View larger version (111K): [in this window] [in a new window]   Fig. 5. The roof plate is expanded and Grem1 expression is reduced in mes/r1-S2GOF;F8 embryos. (A-D') Transverse sections through r1 of a control and a mes/r1-S2GOF;F8 embryo at 48 somites (E11.75), stained with Hematoxylin and Eosin. Every third or fourth section in the series was assayed by RNA in situ hybridization with a probe for Otx2, to locate the posterior limit of the mesencephalon (not shown). The broken lines in the inset in A illustrate the approximate levels at which the anterior (A) and posterior (P) sections were cut, i.e. within 40-100 and 130-250 µm of the posterior limit of the Otx2 expression domain (indicated in blue), respectively. The sections in all panels are shown at the same magnification. The regions demarcated by broken boxes in A-D are shown at fourfold higher magnification in A'-D', respectively. The mediolateral width of the dorsal midline domain in which the neuroepithelium is only two or three cell layers thick is indicated by red brackets (A'-D'). (E-L,O,P) RNA in situ hybridization assays in whole mount using the probes indicated. Dorsal views of embryos of the genotypes indicated, collected at the stages denoted. Anterior is towards the top, posterior towards the bottom. (E-I) The roof plate that bisects the Fgf8 expression domain is indicated by arrowheads. In control and mes/r1-S2GOF embryos, the Fgf8-negative roof plate is difficult to discern; it is considerably expanded mediolaterally in the mes/r1-S2GOF;F8 embryo (open arrowhead in G). The lateral and ventral aspect of the Fgf8 expression domain in r1 is visible in E and G on the left side, through the roof plate. (J-L) A broken red line is drawn at the same distance posterior to the isthmic constriction at the mes/r1 boundary (black arrow). Bmp7 expression marks the roof plate, and the roof plate widens closer to the isthmic constriction in the mes/r1-S2GOF;F8 embryo than in the control and mes/r1-S2GOF embryos. (M,N) Transverse sections through anterior r1 at approximately the same AP level as in A and B, hybridized with a probe for Msx1. The mediolateral extent of the Msx1 expression domain from the center of the roof plate (open circle) is indicated by a broken red arrow. (O,P) Grem1 expression is readily detected at the dorsal midline of r1 in the control embryo, but is barely detected in r1 of the mes/r1-S2GOF;F8 embryo (red asterisk).

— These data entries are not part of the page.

PR #1417, opened 2018-08-15
Make libtest.sh part of cothority and less magical

jeffallen:


libtest.sh
```diff
@@ -0,0 +1,356 @@
...
+  if [ "$CLEANBUILD" ]; then
+    rm -f conode $APP
+  fi
+  build $APPDIR
+}
+
+test(){
+  echo "** DEPRECATED: please change to using runTest instead."
+  exit 1
+}
```
kc1212: I think it's best to just delete it. Keeping it still conflicts with the bash `test` command, which is what we're trying to fix.

libtest.sh
```diff
@@ -0,0 +1,356 @@
+#!/usr/bin/env bash
```
kc1212: This file that you copied over isn't from the latest onet. The latest version has comments on all the functions.

cisc/test.sh
```diff
@@ -29,29 +29,29 @@ main(){
...
-  test KeyAdd2
-  test KeyAddWeb
-  test KeyDel
-  test SSHAdd
-  test SSHDel
-  test Follow
-  test SymLink
-  test Revoke
-  test RosterEdit
+  runTest testBuild
```
ineiti: `govet` would say that this stutters...

libtest.sh
ineiti: This is an old version without the comments.

ineiti: Please take the latest `libtest.sh` from `onet/master`.

jeffallen: Arg, I don't know what happened here, thanks for catching this.

kc1212:
NOTE: using `run` like this is ok, but we might have change it again later because bats has a `run` command.

(Can't merge yet because it's blocked until everyone approves the changes.)

PR #1418, opened 2018-08-15
Make evalExpr() and evalExprWithSigns() public in the darc package

talhaparacha:
We, at LCA1, are using Omniledger to store access control rights for sensitive medical data as a part of the MedChain project. Given the nature of this project, we need to be able to evaluate multiple DARC expressions from a contract's code. 

So it would be great if the functions evalExpr() and evalExprWithSigns() were to be made public.


ineiti:
Currently fails because of dedis/protobuf#50...

PR #1419, opened 2018-08-16
Make invalid protobuf test more intelligent

ineiti:
With the latest protobuf changes, we discard unknown fields (like protobuf3)
and don't throw an error anymore. So we need to be more intelligent in
creating invalid input.


ineiti:
Superseded by dedis/protobuf#50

View larger version (29K): [in this window] [in a new window]   Fig. 6. A model to explain the phenotypes obtained when FGF signaling is progressively reduced in mes/r1. Schematic diagrams illustrate dorsal views of mes/r1 in embryos of the genotypes indicated at the somite stages denoted. The intensity of the blue color in the triangle to the left of a diagram illustrates the level of FGF signaling. (A) The regions in which cells are dying or have already died are indicated by red stippling. (B) The regions that contain the progenitors (p) of the superior colliculus (SC), inferior colliculus (IC), cerebellar vermis (CbV) and cerebellar hemispheres (CbH) are indicated. The phenotypes observed in mutants that attain progressively lower levels of FGF signaling are illustrated. In mes/r1-S2GOF embryos, the anterior mes has been lost, and the surviving posterior cells are specified to an anterior (SC) fate. Consequently the IC does not develop. In mes/r1-S2GOF;F8 embryos, the effects on the mes are similar and, in addition, the vermis fails to develop because roof plate (RP) expansion in r1 results in a loss of CbV progenitors. (C) In the wild-type embryo, FGF signaling induces/maintains the expression of Grem1, which functions to inhibit BMP signaling and expression of the BMP effector MSX1. This pathway maintains the normal balance of vermis and roof plate development. In the mes/r1-S2GOF;F8 embryo, the reduction in the level of FGF signaling results in a severe reduction in Grem1 expression. In the absence of this antagonist, the level of BMP signaling and therefore MSX1 expression increases and an expanded roof plate develops where the vermis progenitors normally reside.